Hill Climbing Algorithm

It is a local search algorithm which continuously moves in the directions of increasing elevation/value to find the "peak of the mountain" or the best solution to the problem. It terminates on reaching the peak value where no neighbour is a higher value.

It is used for optimizing the mathematical problems (heuristic search)

A node of hill climbing algorithm has two components: state and value

Hill climbing can get stuck in local optima.

It can be considered to follow greedy approach.

It does not search the problem space thoroughly, which can limit its ability to find better solutions.

Heuristics

Heuristic search means that this search algorithm may not find the optimal solution to the problem. However, it will give a good solution in reasonable time.

A heuristic function is a function that will rank all possible alternatives at any branching step in the search algorithm based on the available information. It helps the algorithm to select the best route out of all possible routes.

Features of Hill Climbing

The following are the key features of the Hill Climbing algorithm:

  1. Generate and test variant:

    1. generate possible solutions

    2. Test to see if this is the expected solution

    3. If the solution has been found, quit, else go to step 1

  2. Greedy approach: It moves in the direction which optimizes the cost. It does not consider the future consequences of the current state.

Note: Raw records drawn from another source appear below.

PR #5033, opened 2017-06-24
Workaround slow JRuby build

deivid-rodriguez:
0d564c7 seems to workaround the slow jruby builds for me.

### DIFF
--- a/.simplecov
+++ b/.simplecov
@@ -3,10 +3,8 @@
 # TODO: Always run simplecov again once
 # https://github.com/colszowka/simplecov/issues/404,
 # https://github.com/glebm/i18n-tasks/issues/221 are fixed
-if ENV['COVERAGE'] == 'true'
-  SimpleCov.start do
-    add_filter 'spec/rails/'
-  end
+SimpleCov.start do
+  add_filter 'spec/rails/'
 end
 
 if ENV['CI'] == 'true'
--- a/.simplecov
+++ b/.simplecov
@@ -1,6 +1,6 @@
 # frozen_string_literal: true
 
-# @todo: Always run simplecov again once
+# TODO: Always run simplecov again once
 # https://github.com/colszowka/simplecov/issues/404,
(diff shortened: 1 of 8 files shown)


deivid-rodriguez:
Around 1h less that the our average build time!

deivid-rodriguez:
Nope, there's none (at least when I checked). We would have to further isolate this and open one.

deivid-rodriguez:
That's it! Setting `JAVA_OPTS="-Djava.security.egd=file:/dev/./urandom"` did the tricky! Kudos to @varyonic who got me on the right track!

javierjulio:
@deivid-rodriguez I'm not familiar with jruby but @Fivell has already approved. Lets see what happens. I'm confident this will do it. You've worked hard on resolving this so thanks!

deivid-rodriguez:
@Fivell approved an old version of this PR, but he approved based on build times, and they're still fast, and with a simpler patch. So it should still be fine! :)

deivid-rodriguez:
Jruby is having the same problems in jruby/jruby#4696, so I'm no longer sure this was it... Let's wait and see.

headius:
FWIW, the latest jruby-launcher gem (a native executable you can install) and the upcoming JRuby 9.1.15.0 bash script equivalent both have the urandom tweak shown here as a standard startup flag. Installing jruby-launcher in any *nix environment should be sufficient to get the tweaked property.

headius:
See jruby/jruby#4696 and jruby/jruby#4857.

deivid-rodriguez:
Thanks @headius. We're still adding `-J-Djava.security.egd=file:/dev/./urandom`, but I'll make sure we remove it once `9.1.15.0` is released!

By the way, we added the latest `activerecord-jdbc-releases` to our build [recently](https://github.com/activeadmin/activeadmin/pull/5248), and the full jruby matrix is passing `activeadmin`'s tests now!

  3. No backtracking: Does not backtrack the search space, as it doesn’t remember the previous states.

  4. Deterministic Nature: Given some initial conditions and same problem configuration, it will always produce the same result.

  5. Local Neighbourhood: Explores solutions that are closely related to the current state by making small, gradual changes.

State Space Diagram for Hill Climbing

A graphical representation of the the set of states this search algorithm can reach vs the value of the objective function.

Static

Problems in Different Regions in Hill Climbing

  1. Local maximum, where all neighbouring states have lower values than the current state. The search will get stuck here.

  2. Plateau, where all neighbouring states have the same value as the current state. So, it is not possible to select the best direction to move.

  3. Ridge, a region that is higher than its neighbouring states but itself has a slope.

Example: Solving 8 Puzzle Problem using Irrevocable Control

Static

An example of irrevocable strategy can be applied to 8-puzzle using hill climbing.

We calculate the heuristic value of each state and select the state with the lowest heuristic value.

Here, the heuristic function is the number of tiles out of place in state \(n\) compared to the goal state.

Static

Types of Hill Climbing

  1. Simple Hill Climbing: It examines the neighbouring nodes one by one and selects the first neighbouring node which optimizes the current cost as the next node.

  2. Steepest-Ascent Hill Climbing: It first examines all the neighbouring nodes and then selects the node closest to the goal state as the next node.

  3. Stochastic Hill Climbing: It doesn’t examine all the neighbouring nodes before deciding which node to select. It just selects a neighbouring node at random and decides whether to move to that neighbour or to examine another.